Article III grants braod judicial authority in SC and Congres was given the power to create all the courts below and the jursidictional rules because EVERYTHING cannot go straight to the SC as would be envisioned by the Constitution without anything further.

That is why we have State v . Federal courts, Federal District Courts and Circtui Courts of Appeals. Congress created exemptions and restrictions so that cases would not go to the SC but have to go to another court and would not be allowed to go to SC unless lower courts were first used.

can congress claim this particular case is not the jurisdiction of SCOTUS, and have a lower court grant congress such exception to bypass judicial review?
 
This is about Congress highlighting proper channels and processes for appellate review or scope of review. In NONE of these cases did it involve Congress passing a law and then blocking the SC from any appellate review on a CONSTITUTIONAL ISSUE.
That's right, and this, of course, has no relevance to the discussion of Congress' power to make exceptions in the Courts appellate jurisdiction, which is specifically taken up elsewhere in the excellent general discussion of the Court under Article III, which you found on the Cornell site. I thank you for finding that.

See Chief Justice Chase's remarks in the matter of McCardle. These were a clear recognition by the Court of Congress' power, if they see fit, to make exceptions to the Court's appellate jurisdiction. And indeed, with your help, I discovered that Congress caused that to happen in the McCardle case. The reason for Congress' action is also stated.

Now is the time for Congress, once again, to rise to the occasion and restrict the Appellate Jurisdiction of the Court in two upcoming critical issues. One being HR-1 and the other codification of Roe, which might be capable of passing both Houses, but barely. However it's unlikely HR-1 can pass without first jettisoning the Cloakroom filibuster, so why not simply assure both bills passing by getting rid of this insanity. ( I find myself incredulous that I should even have to write this. It's as though I just wrote, "if we want to eat we will have to take the padlock off of the refrigerator.")

It is insane that anyone would go along with such a ridiculous rule as the "Cloakroom filibuster, whioch in practice has prevented the Senate from performing its Constitutionally prescribed duties. It's as though though the witch from Alice in Wonderland has been left in charge of the U.S. Senate and nothing shall occur there "unless I say it shall." This wreckless contrivance speaks volumes of the absurd lengths the Republicans have resorted to in what, I hope, will be a vain attempt to survive the demographic tsunami that is headed their way.
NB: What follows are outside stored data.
PR #2404, opened 2025-06-23
perf(sync): Preload and cache exchange rate data when syncing.

Joelute:
When we are performing transaction syncs, we are looking up for the exchange rate of the transaction if the currency of the transaction is different from the account currency. This look up is performed on every transactions that is being synced, which results in a `N+1` query.

This change loads and caches the exchange rates when performing syncs.

### DIFF
--- a/app/models/balance/sync_cache.rb
+++ b/app/models/balance/sync_cache.rb
@@ -15,16 +15,33 @@ class Balance::SyncCache
     converted_entries.select { |e| e.date == date && (e.transaction? || e.trade?) }
   end
 
+  def find_rate_by_cache(amount_money, to_currency, date: Date.current, fallback_rate: 1)
+    raise TypeError unless amount_money.respond_to?(:amount) && amount_money.respond_to?(:currency)
+
+    iso_code = Money::Currency.new(amount_money.currency).iso_code
+    other_iso_code = Money::Currency.new(to_currency).iso_code
+
+    return amount_money if iso_code == other_iso_code
+
+    exchange_rate = exchange_rates(to_currency)[[ iso_code, date ]]&.last&.rate ||
+      ExchangeRate.fetch_rate(from: iso_code, to: other_iso_code, date: date)&.rate ||
+      fallback_rate
+
+    raise Money::ConversionError.new(from_currency: iso_code, to_currency: other_iso_code, date: date) unless exchange_rate
+
+    Money.new(amount_money.amount * exchange_rate, other_iso_code)
+  end
+
   private
     attr_reader :account
 
     def converted_entries
-      @converted_entries ||= account.entries.order(:date).to_a.map do |e|
+      @converted_entries ||= entries.map do |e|
         converted_entry = e.dup
-        converted_entry.amount = converted_entry.amount_money.exchange_to(
+        converted_entry.amount = find_rate_by_cache(
+          converted_entry.amount_money,
           account.currency,
           date: e.date,
-          fallback_rate: 1
         ).amount
         converted_entry.currency = account.currency
         converted_entry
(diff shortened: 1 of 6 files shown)


zachgoll (changes requested):
I agree with your diagnosis here and like the overall direction you're taking this with the `exchange_rates` method in the `sync_cache`.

The Court's been tampered with. The goal was to bind the evangelical and white supremacist vote firmly to the Republican party and improve chances of a favorable outcome at the polls. And barring that, keep the Court from interfering with what is likely to be a needed jiggering of the 2024 election; maybe even that in 2022. The demographics of the U.S. are inexorably shifting in a way not favorable to our champions of White Supremacy. There may be some chance of getting enough Senate Republicans, those few who recognize the inevitable, to support a codified Roe, but protection from the jiggered Court is still needed. I don't see HR-1 passing without jettisoning the cloakroom filibuster. It's laughable, but no one is laughing until it's gone. So why not get rid of it, and protect both Bill's from the Court's wrecking ball. Then we can laugh.